WHAT THE EXERCISE ASKS:
Which lines in the records below hold the word "example"? Copy each of them.

[Data excerpts]
PR #1035, opened 2018-05-03
remove references to alternate style tags and the non-core specs

mattgarrish:
As discussed on the 2018-04-26 telecon, this pull request removes the section on alternate style tags from the content documents specification, since the section is not enabling behaviour that is otherwise invalid.

It also removes the reference to the document being a core specification, as well as strips the specific list of IDPF non-core specifications. The existing paragraph that notes that extension specifications are valid for use continues to provide the option to use/support any of these technologies (similar to how EPUB CFI was removed but remains available for use).


dauwhe (approved):
This is great. I love seeing the spec get smaller and clearer.

Issue #1037, opened 2018-05-03
re-consolidate core media types


mattgarrish:
A prime motivator for removing the CMT list and making it updatable outside the specification was to deal with an uncertain future and long gaps between revisions. (We were looking at potentially adding Opus when it reached full support, as one example.)

But do these rationales still make sense? This group is now maintaining the specifications, and we technically have even less overhead to publishing updates.

There's a good argument that core media types are too central to the specifications to be updated outside of a full revision involving all interested parties, even if it might mean some inconvenience at times.

dauwhe:
I do think that **core** media types should be defined in the **core** spec :)

I've been annoyed dozens of times when I'm trying to look up the media type of fonts and ended up following a chain of links. We really can keep this in the core spec and update as needed. I also don't think new media types will arrive so often that this will become a maintenance headache.

mattgarrish:
Ya, it was a very late pull out from 3.1 when we got stuck on punting on the new CMT requests. A registry too far...

JayPanoz:
> I do think that core media types should be defined in the core spec :) I've been annoyed dozens of times when I'm trying to look up the media type of fonts and ended up following a chain of links.

(Kinda) Same. I lost myself too many times about that so I may be biased.

murata2makoto:
CMTs are so fundamental to EPUB 3.  When we want to create an ISO/IEC standard for EPUB 3.2, I hope to avoid the registry issue #999.   I thus support re-consolidation.

mattgarrish:
Closing with merge of #1038.

avneeshsingh:
Just want to document reason of separating core media type from core spec in EPUB 3.1. It was done when we were discussing inclusion of OPUS and other media types. We were not able to include them in EPUB 3.1 and we decided to wait for more adoption, and we separated core media from core spec so that we can easily update the list without incrementing EPUB version. Obviously at that time there was some uncertainty about future of EPUB 3.1 due to possibility of merger.
I do not have strong opinion for going in either way. If we keep it separate then complexity will be in ISO, and if we integrate then we will have to provide decimal point increment to EPUB specs for adding new media type.

PR #1038, opened 2018-05-03
Add core media type table

mattgarrish:
As identified in issue #1037 and discussed on the 2018-05-03 telecon, this PR adds the core media type table back to the 3.2 specification.


dauwhe (approved):
Hooray!

Issue #1045, opened 2018-05-14
Highlight "EPUB 3" over specific revisions


mattgarrish:
I've always found our use of version numbering within the specifications a bit confusing, as each revision often sounds like a new version rather than a continuation of EPUB 3 (this is true even for "3.0.1").

My thought is that we should look at revising some of the wording to highlight that all 3.x.x versions are "EPUB 3". To this end, I would change the overview to refer to EPUB 3 everywhere except for a line at the beginning that indicates that 3.2 is the latest definition of the standard.

We should similarly make "EPUB 3" the standard way of referring to the format, leaving 3.2 to document references and the changes document.

For example, this statement from the 3.2 document:

> This specification, EPUB 3.2, defines a distribution and interchange format for digital publications and documents.

Would be rewritten to:

> EPUB 3 defines a distribution and interchange format for digital publications and documents. This specification represents the second major revision of the standard.

Similarly, this:

> EPUB has been widely adopted as the format for digital books (ebooks), and EPUB 3.2 continues to increase the format's capabilities

Could be rewritten as:

> EPUB 3 has been widely adopted as the format for digital books (ebooks), and this revision continues to increase the format's capabilities

Thoughts welcome, though.

GarthConboy:
No objections.

RachelComerford:
Consensus from 5/17 meeting: highlight that all 3.x.x versions are "EPUB 3".  @GarthConboy and @dauwhe to review language

dauwhe:
Closing, as this was fixed by #1046. Thanks Matt!

PR #1046, opened 2018-05-16
Editorial fixes

mattgarrish:
This PR was initially going to address the issue I raised in #1045 about referring to EPUB 3 as the standard, but as I was going through I noticed a couple of other areas that could also be improved. So, in addition, to some text tweaking around version numbers, this PR also introduces the following changes:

TASK SOLUTION:
A prime motivator for removing the CMT list and making it updatable outside the specification was to deal with an uncertain future and long gaps between revisions. (We were looking at potentially adding Opus when it reached full support, as one example.)
For example, this statement from the 3.2 document:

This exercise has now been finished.